Start of Data records

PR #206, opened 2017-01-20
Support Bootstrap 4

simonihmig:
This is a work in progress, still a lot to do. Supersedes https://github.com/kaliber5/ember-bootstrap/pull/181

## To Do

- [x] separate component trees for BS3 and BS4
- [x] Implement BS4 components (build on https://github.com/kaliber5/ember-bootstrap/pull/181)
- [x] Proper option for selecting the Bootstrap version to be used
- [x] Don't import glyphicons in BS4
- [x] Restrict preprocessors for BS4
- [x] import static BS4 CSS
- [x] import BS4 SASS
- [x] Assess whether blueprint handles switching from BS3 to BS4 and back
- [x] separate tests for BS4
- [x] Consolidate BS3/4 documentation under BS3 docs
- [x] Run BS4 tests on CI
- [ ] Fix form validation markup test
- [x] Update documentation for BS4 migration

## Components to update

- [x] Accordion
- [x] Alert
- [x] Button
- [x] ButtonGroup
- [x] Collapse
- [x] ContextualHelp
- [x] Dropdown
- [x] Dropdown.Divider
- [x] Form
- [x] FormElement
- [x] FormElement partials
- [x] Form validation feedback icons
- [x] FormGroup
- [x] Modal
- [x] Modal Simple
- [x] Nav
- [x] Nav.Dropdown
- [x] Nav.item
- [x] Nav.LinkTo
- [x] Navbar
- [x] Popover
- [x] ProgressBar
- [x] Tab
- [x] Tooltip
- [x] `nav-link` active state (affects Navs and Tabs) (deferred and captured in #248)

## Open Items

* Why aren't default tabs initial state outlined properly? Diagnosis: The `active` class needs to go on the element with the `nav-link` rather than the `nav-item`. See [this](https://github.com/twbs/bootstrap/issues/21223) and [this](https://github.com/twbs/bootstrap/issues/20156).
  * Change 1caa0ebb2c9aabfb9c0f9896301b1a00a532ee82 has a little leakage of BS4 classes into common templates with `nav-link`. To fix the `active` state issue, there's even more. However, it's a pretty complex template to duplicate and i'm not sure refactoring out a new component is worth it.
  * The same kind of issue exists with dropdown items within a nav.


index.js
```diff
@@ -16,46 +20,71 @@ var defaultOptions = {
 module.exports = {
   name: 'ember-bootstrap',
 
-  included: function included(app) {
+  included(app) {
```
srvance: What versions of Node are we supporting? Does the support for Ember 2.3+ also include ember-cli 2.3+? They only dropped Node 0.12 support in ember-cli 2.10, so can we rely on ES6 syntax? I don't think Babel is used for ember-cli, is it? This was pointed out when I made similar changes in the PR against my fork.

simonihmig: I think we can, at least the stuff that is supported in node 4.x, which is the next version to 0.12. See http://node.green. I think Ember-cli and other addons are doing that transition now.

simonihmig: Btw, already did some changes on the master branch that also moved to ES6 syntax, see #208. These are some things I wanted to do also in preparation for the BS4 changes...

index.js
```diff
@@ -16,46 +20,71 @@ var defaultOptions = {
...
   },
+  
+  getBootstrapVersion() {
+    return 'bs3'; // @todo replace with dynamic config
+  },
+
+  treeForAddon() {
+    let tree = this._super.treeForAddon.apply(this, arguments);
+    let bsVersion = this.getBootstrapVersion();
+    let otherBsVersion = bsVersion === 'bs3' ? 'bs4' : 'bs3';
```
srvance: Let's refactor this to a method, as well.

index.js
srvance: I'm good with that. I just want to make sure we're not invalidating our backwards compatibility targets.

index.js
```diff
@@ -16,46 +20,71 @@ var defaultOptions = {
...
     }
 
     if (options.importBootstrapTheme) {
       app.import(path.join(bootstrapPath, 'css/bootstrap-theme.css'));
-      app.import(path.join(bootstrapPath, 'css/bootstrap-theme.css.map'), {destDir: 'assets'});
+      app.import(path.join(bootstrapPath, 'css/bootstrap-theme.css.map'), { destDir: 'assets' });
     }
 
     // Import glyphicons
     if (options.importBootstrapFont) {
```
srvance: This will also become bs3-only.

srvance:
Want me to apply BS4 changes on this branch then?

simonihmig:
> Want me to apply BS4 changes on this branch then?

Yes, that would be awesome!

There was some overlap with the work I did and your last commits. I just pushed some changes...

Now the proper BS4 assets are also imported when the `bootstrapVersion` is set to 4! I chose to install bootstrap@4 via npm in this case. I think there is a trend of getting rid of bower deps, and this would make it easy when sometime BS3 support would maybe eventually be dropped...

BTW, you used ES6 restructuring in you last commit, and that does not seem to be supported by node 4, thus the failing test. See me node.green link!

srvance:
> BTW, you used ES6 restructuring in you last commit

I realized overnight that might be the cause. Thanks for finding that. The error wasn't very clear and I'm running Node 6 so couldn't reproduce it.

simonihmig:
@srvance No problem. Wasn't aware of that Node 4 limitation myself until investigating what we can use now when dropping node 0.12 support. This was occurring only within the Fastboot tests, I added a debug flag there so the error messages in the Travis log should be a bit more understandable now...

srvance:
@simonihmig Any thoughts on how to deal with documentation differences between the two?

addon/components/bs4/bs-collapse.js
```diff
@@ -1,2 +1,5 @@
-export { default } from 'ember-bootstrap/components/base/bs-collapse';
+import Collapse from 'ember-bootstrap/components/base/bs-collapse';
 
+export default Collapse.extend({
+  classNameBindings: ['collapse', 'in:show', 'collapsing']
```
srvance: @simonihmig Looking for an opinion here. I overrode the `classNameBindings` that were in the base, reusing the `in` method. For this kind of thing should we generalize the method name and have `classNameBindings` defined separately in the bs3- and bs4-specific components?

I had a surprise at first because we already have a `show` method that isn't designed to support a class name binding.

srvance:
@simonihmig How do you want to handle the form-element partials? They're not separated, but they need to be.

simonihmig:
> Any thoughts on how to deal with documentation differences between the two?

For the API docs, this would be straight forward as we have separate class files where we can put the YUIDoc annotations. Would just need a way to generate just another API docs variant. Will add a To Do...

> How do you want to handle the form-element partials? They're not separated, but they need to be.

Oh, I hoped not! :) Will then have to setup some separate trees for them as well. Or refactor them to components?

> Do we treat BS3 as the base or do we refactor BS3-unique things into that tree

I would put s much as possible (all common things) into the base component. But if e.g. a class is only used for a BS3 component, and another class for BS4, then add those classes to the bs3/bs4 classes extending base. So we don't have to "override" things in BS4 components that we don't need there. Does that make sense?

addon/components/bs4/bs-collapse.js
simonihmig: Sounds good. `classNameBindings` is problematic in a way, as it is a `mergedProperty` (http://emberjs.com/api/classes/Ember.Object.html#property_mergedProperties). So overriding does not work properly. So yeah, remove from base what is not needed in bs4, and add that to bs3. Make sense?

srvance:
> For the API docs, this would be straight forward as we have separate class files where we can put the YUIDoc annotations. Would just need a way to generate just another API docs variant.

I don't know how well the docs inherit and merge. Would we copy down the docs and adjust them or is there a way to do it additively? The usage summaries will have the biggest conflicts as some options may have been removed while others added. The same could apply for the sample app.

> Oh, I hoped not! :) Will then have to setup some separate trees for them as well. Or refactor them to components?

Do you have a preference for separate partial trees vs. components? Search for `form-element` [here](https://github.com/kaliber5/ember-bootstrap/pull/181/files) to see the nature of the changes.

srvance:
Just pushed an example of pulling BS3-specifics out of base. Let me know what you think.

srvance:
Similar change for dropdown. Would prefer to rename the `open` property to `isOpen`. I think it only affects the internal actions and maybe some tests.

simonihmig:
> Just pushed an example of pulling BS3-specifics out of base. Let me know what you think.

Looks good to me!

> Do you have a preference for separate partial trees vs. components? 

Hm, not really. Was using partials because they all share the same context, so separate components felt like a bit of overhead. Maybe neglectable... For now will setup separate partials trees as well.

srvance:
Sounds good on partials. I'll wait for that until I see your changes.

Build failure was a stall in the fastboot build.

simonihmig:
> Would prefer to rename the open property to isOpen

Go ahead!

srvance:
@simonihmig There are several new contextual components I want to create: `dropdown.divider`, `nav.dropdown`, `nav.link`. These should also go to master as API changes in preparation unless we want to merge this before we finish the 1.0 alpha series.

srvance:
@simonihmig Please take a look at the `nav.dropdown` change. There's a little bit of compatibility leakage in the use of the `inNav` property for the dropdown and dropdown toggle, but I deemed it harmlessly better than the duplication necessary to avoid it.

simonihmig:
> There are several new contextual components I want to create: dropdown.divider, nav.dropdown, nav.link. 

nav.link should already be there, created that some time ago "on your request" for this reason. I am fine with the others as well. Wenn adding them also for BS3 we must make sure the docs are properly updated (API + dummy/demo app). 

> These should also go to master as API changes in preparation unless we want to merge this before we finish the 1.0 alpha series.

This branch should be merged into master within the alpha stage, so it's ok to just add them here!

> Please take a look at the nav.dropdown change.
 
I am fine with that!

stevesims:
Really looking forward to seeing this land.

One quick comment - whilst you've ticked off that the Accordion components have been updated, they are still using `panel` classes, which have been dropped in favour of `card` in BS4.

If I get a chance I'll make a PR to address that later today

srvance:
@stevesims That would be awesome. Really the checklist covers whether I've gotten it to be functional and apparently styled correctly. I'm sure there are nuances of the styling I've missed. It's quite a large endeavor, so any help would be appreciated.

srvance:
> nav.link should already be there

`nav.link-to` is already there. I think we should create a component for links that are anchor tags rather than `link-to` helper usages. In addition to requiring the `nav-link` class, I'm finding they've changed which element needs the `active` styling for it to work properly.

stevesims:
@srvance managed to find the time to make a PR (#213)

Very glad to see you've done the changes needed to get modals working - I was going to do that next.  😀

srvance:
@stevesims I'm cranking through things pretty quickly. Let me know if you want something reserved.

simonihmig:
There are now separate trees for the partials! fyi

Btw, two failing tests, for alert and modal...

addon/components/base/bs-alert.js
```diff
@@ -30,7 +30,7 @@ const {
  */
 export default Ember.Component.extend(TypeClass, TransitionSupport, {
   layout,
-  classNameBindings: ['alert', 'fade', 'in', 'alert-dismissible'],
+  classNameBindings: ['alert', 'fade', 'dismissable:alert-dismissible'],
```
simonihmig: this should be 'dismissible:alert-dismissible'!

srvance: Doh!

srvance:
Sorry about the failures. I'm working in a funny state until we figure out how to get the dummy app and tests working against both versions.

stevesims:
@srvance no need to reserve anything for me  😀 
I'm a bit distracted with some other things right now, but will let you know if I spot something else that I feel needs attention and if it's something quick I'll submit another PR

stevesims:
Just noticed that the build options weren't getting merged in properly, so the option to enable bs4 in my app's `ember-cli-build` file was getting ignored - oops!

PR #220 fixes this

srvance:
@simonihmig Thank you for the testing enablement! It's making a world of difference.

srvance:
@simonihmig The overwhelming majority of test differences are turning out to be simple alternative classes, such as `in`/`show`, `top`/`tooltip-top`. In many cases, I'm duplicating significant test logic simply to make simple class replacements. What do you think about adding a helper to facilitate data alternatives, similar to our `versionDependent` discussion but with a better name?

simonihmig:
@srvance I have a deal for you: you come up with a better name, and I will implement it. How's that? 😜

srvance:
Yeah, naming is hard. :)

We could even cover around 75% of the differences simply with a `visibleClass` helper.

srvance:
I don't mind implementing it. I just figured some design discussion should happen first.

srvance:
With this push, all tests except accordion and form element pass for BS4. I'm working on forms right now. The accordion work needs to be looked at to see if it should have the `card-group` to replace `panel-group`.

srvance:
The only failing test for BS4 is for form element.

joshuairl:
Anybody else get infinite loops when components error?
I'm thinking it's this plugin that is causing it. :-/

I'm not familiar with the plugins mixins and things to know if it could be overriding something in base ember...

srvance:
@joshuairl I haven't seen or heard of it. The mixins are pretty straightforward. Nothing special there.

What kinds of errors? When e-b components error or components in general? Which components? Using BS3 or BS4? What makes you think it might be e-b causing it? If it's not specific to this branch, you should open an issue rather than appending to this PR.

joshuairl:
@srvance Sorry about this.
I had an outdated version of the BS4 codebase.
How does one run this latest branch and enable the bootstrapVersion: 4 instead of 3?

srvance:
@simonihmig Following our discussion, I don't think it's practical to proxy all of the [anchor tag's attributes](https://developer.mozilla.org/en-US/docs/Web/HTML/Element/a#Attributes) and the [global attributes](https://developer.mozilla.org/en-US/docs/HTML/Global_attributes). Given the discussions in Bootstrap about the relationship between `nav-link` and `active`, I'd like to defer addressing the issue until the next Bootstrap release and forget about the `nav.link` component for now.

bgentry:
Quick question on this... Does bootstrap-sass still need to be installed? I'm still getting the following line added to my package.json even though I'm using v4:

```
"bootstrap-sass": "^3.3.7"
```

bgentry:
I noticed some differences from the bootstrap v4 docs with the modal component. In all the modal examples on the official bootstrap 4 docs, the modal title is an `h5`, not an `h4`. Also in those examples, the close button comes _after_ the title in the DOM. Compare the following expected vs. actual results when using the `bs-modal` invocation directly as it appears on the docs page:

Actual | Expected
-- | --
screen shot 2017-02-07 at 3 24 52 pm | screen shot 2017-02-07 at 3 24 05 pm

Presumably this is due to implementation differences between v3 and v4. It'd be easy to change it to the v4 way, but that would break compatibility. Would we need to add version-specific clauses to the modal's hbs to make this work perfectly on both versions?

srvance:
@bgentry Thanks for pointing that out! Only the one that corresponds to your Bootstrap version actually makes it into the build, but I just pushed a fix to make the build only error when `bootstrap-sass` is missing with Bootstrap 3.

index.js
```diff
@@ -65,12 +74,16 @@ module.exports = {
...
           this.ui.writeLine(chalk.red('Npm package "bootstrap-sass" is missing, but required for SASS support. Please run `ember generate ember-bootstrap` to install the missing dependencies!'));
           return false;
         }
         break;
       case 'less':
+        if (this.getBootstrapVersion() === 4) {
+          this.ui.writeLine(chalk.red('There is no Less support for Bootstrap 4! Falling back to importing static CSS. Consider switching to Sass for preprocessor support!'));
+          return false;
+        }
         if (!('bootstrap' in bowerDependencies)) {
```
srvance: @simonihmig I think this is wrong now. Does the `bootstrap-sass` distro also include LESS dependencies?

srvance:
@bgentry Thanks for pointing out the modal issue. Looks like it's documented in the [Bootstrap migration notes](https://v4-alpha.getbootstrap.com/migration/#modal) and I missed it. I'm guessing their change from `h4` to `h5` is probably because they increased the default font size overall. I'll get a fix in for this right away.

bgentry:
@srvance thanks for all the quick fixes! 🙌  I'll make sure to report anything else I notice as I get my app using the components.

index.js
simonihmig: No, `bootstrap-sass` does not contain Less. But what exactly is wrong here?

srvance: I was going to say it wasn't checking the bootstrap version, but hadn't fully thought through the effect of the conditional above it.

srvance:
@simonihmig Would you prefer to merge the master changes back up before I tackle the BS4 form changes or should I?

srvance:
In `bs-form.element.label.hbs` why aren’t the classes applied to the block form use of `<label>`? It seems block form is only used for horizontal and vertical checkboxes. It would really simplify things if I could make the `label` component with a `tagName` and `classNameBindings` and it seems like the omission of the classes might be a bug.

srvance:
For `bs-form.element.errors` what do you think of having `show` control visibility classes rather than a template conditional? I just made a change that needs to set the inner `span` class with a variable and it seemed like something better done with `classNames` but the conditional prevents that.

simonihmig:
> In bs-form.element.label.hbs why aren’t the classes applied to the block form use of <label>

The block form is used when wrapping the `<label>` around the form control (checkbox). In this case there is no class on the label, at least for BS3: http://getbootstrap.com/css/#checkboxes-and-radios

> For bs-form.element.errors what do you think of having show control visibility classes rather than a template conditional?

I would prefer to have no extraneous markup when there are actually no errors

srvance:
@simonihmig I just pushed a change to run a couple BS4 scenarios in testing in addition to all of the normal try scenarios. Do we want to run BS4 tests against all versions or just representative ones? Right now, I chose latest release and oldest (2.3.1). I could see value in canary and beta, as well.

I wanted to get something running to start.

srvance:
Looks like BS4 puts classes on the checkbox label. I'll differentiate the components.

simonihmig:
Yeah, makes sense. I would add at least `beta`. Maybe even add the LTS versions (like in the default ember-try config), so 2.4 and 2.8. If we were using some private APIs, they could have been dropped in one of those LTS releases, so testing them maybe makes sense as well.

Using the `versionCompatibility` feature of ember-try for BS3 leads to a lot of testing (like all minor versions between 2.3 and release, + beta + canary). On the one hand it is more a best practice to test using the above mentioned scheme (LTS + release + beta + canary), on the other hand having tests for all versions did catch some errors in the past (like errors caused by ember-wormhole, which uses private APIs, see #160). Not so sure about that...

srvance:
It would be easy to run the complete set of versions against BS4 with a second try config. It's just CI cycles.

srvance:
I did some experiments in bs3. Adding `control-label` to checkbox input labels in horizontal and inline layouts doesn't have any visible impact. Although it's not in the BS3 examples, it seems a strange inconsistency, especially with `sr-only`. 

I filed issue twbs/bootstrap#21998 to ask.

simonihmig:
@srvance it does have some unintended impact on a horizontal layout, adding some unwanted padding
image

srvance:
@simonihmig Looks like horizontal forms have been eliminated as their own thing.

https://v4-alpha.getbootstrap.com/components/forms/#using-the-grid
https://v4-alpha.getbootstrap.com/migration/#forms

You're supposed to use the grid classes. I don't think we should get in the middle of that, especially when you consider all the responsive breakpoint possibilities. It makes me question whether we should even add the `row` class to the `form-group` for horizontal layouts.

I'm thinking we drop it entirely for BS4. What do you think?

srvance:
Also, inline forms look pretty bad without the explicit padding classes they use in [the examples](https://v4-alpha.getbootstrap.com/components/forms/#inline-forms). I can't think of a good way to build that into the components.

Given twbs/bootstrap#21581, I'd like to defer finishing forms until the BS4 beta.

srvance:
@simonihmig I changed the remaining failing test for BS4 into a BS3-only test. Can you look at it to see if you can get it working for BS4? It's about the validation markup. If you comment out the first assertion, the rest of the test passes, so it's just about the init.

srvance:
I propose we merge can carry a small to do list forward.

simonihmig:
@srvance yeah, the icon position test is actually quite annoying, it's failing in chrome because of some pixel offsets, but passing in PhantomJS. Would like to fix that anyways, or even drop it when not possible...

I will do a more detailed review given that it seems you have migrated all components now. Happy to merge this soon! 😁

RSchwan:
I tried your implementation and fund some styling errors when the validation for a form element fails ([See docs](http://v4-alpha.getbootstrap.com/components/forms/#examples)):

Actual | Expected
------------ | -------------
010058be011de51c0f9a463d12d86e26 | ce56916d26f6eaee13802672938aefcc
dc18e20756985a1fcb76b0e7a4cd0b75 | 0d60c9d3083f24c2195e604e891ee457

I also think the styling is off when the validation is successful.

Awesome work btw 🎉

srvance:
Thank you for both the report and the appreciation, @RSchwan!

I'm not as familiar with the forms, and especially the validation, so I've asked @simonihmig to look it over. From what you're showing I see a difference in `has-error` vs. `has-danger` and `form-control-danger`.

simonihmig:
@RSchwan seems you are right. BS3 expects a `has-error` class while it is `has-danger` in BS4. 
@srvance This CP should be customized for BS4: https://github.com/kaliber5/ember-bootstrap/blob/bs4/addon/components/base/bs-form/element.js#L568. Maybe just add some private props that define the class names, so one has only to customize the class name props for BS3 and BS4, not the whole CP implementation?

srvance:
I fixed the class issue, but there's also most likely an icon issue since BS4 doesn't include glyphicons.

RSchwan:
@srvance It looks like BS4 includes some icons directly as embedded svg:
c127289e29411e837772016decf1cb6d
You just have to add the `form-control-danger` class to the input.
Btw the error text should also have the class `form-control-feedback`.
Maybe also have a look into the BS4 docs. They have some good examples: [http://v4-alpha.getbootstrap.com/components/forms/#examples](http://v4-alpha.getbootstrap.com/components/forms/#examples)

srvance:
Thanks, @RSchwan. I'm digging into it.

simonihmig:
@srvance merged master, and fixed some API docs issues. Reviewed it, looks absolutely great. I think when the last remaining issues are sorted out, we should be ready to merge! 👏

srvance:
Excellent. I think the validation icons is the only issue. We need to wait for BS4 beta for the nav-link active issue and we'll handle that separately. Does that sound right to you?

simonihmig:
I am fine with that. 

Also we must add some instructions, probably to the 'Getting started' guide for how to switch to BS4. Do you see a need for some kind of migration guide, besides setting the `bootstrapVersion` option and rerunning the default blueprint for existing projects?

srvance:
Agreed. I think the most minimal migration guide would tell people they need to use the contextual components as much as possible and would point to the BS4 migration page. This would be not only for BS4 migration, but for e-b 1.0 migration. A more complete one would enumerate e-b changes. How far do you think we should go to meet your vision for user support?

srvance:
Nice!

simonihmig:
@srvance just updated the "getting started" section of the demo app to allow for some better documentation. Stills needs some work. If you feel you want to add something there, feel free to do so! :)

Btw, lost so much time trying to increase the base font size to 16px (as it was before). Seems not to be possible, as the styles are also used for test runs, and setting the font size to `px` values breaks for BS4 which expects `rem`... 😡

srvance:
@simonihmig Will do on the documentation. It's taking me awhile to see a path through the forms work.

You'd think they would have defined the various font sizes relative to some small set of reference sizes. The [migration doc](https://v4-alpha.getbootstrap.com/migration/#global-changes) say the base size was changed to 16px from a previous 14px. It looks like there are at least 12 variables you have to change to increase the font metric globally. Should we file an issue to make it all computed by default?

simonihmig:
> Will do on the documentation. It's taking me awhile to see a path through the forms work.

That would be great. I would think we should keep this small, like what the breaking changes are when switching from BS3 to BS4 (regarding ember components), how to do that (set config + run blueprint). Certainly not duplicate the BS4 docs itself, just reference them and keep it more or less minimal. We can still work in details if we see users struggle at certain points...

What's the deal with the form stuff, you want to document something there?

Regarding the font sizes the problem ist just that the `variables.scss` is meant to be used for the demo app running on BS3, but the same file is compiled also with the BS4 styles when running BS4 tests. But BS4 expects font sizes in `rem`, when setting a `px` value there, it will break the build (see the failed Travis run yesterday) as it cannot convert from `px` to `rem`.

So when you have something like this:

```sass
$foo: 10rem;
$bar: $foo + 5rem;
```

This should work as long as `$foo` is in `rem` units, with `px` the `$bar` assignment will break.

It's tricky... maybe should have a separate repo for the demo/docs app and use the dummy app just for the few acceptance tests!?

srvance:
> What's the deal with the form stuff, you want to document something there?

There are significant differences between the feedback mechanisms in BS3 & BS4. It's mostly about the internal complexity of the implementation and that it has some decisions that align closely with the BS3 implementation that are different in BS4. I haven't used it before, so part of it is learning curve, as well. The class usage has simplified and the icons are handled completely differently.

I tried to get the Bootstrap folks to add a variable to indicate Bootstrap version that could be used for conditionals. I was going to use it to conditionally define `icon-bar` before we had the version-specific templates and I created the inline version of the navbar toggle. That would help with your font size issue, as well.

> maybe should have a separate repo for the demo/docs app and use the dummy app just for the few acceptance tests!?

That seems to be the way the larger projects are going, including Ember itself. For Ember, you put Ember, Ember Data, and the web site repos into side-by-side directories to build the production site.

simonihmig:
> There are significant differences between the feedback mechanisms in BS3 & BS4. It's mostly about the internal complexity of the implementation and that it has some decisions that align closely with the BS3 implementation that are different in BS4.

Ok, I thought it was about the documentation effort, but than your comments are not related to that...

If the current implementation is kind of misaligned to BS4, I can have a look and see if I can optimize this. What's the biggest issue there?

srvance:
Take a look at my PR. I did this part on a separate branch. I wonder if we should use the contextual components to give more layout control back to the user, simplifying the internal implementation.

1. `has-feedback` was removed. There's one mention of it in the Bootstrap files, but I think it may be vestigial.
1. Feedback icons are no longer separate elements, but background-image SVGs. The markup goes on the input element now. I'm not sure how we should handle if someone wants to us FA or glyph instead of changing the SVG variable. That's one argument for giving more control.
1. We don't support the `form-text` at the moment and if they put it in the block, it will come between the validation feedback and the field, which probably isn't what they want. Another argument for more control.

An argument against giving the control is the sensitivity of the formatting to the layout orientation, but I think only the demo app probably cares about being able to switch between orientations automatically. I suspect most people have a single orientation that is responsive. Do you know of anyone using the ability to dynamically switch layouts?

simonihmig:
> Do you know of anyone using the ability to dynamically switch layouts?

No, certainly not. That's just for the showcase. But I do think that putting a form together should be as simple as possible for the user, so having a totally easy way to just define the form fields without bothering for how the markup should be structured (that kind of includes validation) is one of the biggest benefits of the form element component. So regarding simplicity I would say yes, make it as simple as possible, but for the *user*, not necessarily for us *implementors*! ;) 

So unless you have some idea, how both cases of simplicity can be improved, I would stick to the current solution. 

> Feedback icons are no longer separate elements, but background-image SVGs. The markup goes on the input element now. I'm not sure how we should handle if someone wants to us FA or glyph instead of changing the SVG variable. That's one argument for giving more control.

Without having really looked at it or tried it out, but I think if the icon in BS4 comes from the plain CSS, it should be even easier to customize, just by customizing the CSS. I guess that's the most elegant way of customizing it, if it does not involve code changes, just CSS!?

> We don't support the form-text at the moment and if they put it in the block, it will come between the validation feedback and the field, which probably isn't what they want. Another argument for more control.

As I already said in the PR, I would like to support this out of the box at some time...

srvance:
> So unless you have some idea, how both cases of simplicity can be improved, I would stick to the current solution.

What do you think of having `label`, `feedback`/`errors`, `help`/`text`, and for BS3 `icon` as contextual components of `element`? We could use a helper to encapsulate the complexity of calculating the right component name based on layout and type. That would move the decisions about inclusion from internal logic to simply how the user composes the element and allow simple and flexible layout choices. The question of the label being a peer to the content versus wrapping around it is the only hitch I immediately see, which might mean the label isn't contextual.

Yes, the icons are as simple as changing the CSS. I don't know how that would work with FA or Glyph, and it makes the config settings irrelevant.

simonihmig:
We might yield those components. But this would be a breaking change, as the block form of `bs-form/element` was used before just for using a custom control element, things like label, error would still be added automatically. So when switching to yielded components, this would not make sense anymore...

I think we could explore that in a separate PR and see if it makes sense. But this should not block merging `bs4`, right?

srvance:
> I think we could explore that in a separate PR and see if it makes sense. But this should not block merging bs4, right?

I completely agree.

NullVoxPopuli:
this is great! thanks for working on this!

End of Data records

# What the task requires
Count the lines of the material above that contain the word "treeForAddon", then give only that count.

# Response area
2